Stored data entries
#####
PR #1896, opened 2026-07-22
put db verify response in result

rlcee:
switch from std::cout to the result string so easier to use python interface.  Do not report failure return code unless answer could not be determined.

### DIFF
--- a/DbService/src/DbTool.cc
+++ b/DbService/src/DbTool.cc
@@ -2247,7 +2247,7 @@ int mu2e::DbTool::commitPatch() {
 
     // check that this group does not include any tables to be dropped
     for (int t : droptids) {
-      if (omap.find(t) == omap.end()) {
+      if (omap.find(t) != omap.end()) {
         omap.erase(t);
         remakegroup = true;
         if (_verbose > 1) {
--- a/DbService/src/DbTool.cc
+++ b/DbService/src/DbTool.cc
@@ -2518,7 +2518,7 @@ int mu2e::DbTool::verifySet() {
     if (iovv.find(t) == iovv.end()) {
       std::stringstream ss;
         ss << "Error - TID " << t
-                << " not found in the set near the requested runs\n";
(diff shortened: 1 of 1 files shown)


oksuzian:
I'll review this PR for issues.Let me see more context around the changed function.Here are the issues I found in PR #1896:

## Bugs

**1. Bug in the missing-tables loop (lines 2517–2524) — inconsistent indentation but also a latent logic point.** The indentation of `ss <<` (line 2520) is misaligned, but functionally fine. Not a real bug, just style.

**2. Behavior change: `verifySet` now always returns 0 (line 2573).** This is the intended change per the PR description ("Do not report failure return code unless answer could not be determined"). But note the *early* error returns above still return `1` (e.g. missing purpose/version/run, or `findPidVid` failure at line 2476). So the return-code contract is now: `0` when the check completed (even if incomplete), non-zero only when it couldn't be determined. That's consistent with the description — good. However, callers/scripts that previously relied on `rc=1` to detect an *incomplete set* will silently break. The real signal now lives only in `_result` text and the `nmiss`/`nbad` counts, which are not machine-readable. Consider emitting a structured indicator (e.g. a final `MISSING n` / `OK` token) so the Python interface can detect failure without parsing prose.

**3. Pre-existing bug still present at line 2263 (in `commitPatch`, unrelated to this PR):**
```cpp
if (omap.find(t) == omap.end()) {
  omap.erase(t);   // erasing a key that was just confirmed absent — no-op
```
The condition is inverted — it erases only when the table is *not* found. Out of scope for this PR but worth flagging.

rlcee:
response to AI:
1) just style, but fixed
2) double-checked, and Richie knows this change is coming
3) I need to look at this more closely, it probably is a bug in a dusty corner of another routine.  No need to tie to this PR
Ready to merge

rlcee:
Also fixed AI comment 3, it was clearly just the reversed test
#####
The task: Where the line containing "2) double-checked, and" appears in the data above, begin there and reproduce every line to the end exactly; include nothing else.

Finished task:
2) double-checked, and Richie knows this change is coming
3) I need to look at this more closely, it probably is a bug in a dusty corner of another routine.  No need to tie to this PR
Ready to merge

rlcee:
Also fixed AI comment 3, it was clearly just the reversed test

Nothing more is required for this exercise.